During 2001 and 2002, understanding grew amongst information managers that the ostensible case for institutional repositories was strong [4]. An increasing number of people acknowledged that institutional repositories had the potential to encourage the practice of self-archiving in a wide range of disciplines. It was being recognized that university institutions are places where repositories can be nurtured by subsidizing their start-up and providing robust infrastructures for their ongoing support. The case was strong, but it was recognized that these ideas needed testing in real-world situations.

Early lessons

By 2002, early experimentation in the area of institutional repositories had resulted in a number of lessons that are now providing pointers for further work.

Lesson 1: This is not a technical issue.

The OAI protocol itself has now (with version 2) reached a level of maturity and stability such that it can be implemented with confidence. OAI-compliant repository software has also been developed making implementation a low barrier activity. By 2002, the use of eprints.org software [5] within a number of UK institutions was raising the profile of OAI and its potential amongst practitioners. A community of implementers has since developed, and it is noticeable that the producers of the software at the University of Southampton have made efforts to become responsive to the needs of this wider community.

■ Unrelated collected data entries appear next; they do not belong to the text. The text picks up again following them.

PR #17096, opened 2025-11-30
Try to fix winget automatic validation error

hustcer:
Try to fix winget automatic validation error here: https://dev.azure.com/shine-oss/winget-pkgs/_build/results?buildId=228925&view=logs&j=68997d86-8ece-5ae8-3ac5-ccdbfa458731&t=b79910ce-dca5-5e27-ad7f-bd285eecb5a2
according to this feedback: https://github.com/microsoft/winget-pkgs/pull/318290#issuecomment-3592528276

I guess the failure comes from the custom action `ReplacePathsInWindowsTerminalProfile`. During installation, it runs `nu.exe` to update the Windows Terminal profile JSON.
- Error code 0xc0000135 (STATUS_DLL_NOT_FOUND): nu.exe cannot find required runtime DLLs (e.g., VCRUNTIME140.dll, MSVCP140.dll, or other Visual C++ redistributables).
- Error code 1603 (ERROR_INSTALL_FAILURE): The MSI installation fails because the custom action fails.
- The validation environment may lack someting required.

With `Return="check"`, any non-zero exit code from the custom action causes the entire installation to fail and roll back. Changing `Return="check"` to `Return="ignore"`:
Prevents installation failure: The action can fail without aborting the install, so the main application still installs.

**I'm not sure if this change can fix the problem, but the scope of the change is manageable, so it shouldn't cause more serious issues. At the very least, it's worth trying.**

REF: https://docs.firegiant.com/wix/schema/wxs/customaction/

## Tasks after submitting

### DIFF
--- a/wix/main.wxs
+++ b/wix/main.wxs
@@ -272,7 +272,7 @@
 
     <!-- Defines the custom action that updates paths in the Windows Terminal profile JSON file -->
     <CustomAction Id="ReplacePathsInWindowsTerminalProfile"
-                  Return="check"
+                  Return="ignore"
                   Impersonate="yes"
                   Execute="deferred"
                   DllEntry="WixQuietExec"


fdncred:
I thought `ERROR_BAD_FORMAT` meant that you're trying to run a different architecture like running arm64 on x86 or vise-versa.

I'm up for trying whatever if we do a patch release.

Kissaki:
> Error code 0xc0000135 (STATUS_DLL_NOT_FOUND): nu.exe cannot find required runtime DLLs (e.g., VCRUNTIME140.dll, MSVCP140.dll, or other Visual C++ redistributables).

I see the error code in the linked content, but not that description. I assume you did analysis for the description.

Given the mention of "cannot find vcruntime" I want to point out:

winget manifest can (and I've seen it multiple times on other software manifests) vcredist included as a [dependency](https://github.com/microsoft/winget-cli/blob/master/schemas/JSON/manifests/v1.9.0/manifest.installer.1.9.0.json#L302). This declaration is not currently part of the winget Nushell installer manifest. I'm not sure if for Nushell this is and is expected to be covered through bundling by the installer itself(?); I just want to point out it's a thing and not there in case it's not known or may be necessary.

hustcer:
> winget manifest can (and I've seen it multiple times on other software manifests) vcredist included as a [dependency](https://github.com/microsoft/winget-cli/blob/master/schemas/JSON/manifests/v1.9.0/manifest.installer.1.9.0.json#L302). This declaration is not currently part of the winget Nushell installer manifest. I'm not sure if for Nushell this is and is expected to be covered through bundling by the installer itself(?); I just want to point out it's a thing and not there in case it's not known or may be necessary.

Thanks for the reminder. That's a good suggestion. 👍 
However, we are about to release a patch version, and I don't want to make significant changes, especially adjustments I'm not very familiar with. Besides, all previous releases went smoothly, and this issue occurred unexpectedly. I plan to try this minor change first. If it doesn't fix the problem, I will try your solution next time.

PR #17105, opened 2025-12-02
Add `error_lines` and `error_style = tree` settings

KaiSforza:
With the new inner `error make` options, the `.show_related_errors_as_nested()` setting makes a lot of sense, I but did not want to enable it by default. This adds a new error mode that uses the nested error style. I called it 'tree', but if it makes more sense to call it 'nested' or 'nest' then that's fine as well.

Also added a setting to change the number of context lines shown for the labels. Sometimes this can let labels get squashed into one block of code, making it easier to read.

This also sets a `#[default]` for the `ErrorStyle`.

* New option for `$env.config.error_style` to show related/nested errors: `tree`
* New setting to change the number of lines printed for error context (default: 1): `$env.config.error_lines`

## Tasks after submitting

### DIFF
--- a/crates/nu-protocol/src/config/output.rs
+++ b/crates/nu-protocol/src/config/output.rs
@@ -2,11 +2,13 @@ use super::{config_update_string_enum, prelude::*};
 
 use crate::{self as nu_protocol};
 
-#[derive(Clone, Copy, Debug, IntoValue, PartialEq, Eq, Serialize, Deserialize)]
+#[derive(Clone, Copy, Default, Debug, IntoValue, PartialEq, Eq, Serialize, Deserialize)]
 pub enum ErrorStyle {
+    #[default]
     Fancy,
     Plain,
     Short,
+    Nested,
 }
 
 impl FromStr for ErrorStyle {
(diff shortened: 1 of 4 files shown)


WindSoilder:
Hi, sorry for waiting, would you please resolve conflicts first?

crates/nu-protocol/src/config/output.rs
```diff
@@ -17,7 +19,8 @@ impl FromStr for ErrorStyle {
             "fancy" => Ok(Self::Fancy),
             "plain" => Ok(Self::Plain),
             "short" => Ok(Self::Short),
-            _ => Err("'fancy', 'plain', or 'short'"),
+            "tree" => Ok(Self::Tree),
```
WindSoilder: As you mentioned, I agree that `nested` might be a better description, can you rename it?

WindSoilder (changes requested):

crates/nu-protocol/src/config/output.rs
KaiSforza: yeah, I'll rename it.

More recently, other repository software has been released. This includes the DSpace code produced by MIT and the document server software written by CERN [6]. It will be interesting to see how easily these can be implemented by independent institutions.

Lesson 2: Some important collection management issues need investigating.

Early work in this area has highlighted a number of key questions facing institutional repository implementers:

  • Document type: should the institutional repositories include pre-prints, and/or post-prints, and other objects?
  • Document format: which formats should be accepted: HTML, PDF, postscript, or others?
  • Digital preservation policies: what should be preserved and how?
  • Submission procedures: how should files be formatted and then deposited, and by whom?
  • Intellectual Property Rights (IPR) policies: what are the rights of the author, institution and publisher, and how should these be identified and protected?
  • Metadata quality standards: who creates metadata and according to what standards and quality thresholds?

All of these questions need to be addressed by institutional implementers. They are not always easy, but at least we are now beginning to get a clearer idea of what the questions are.

Lesson 3: The economics of the institutional repositories require further exploration.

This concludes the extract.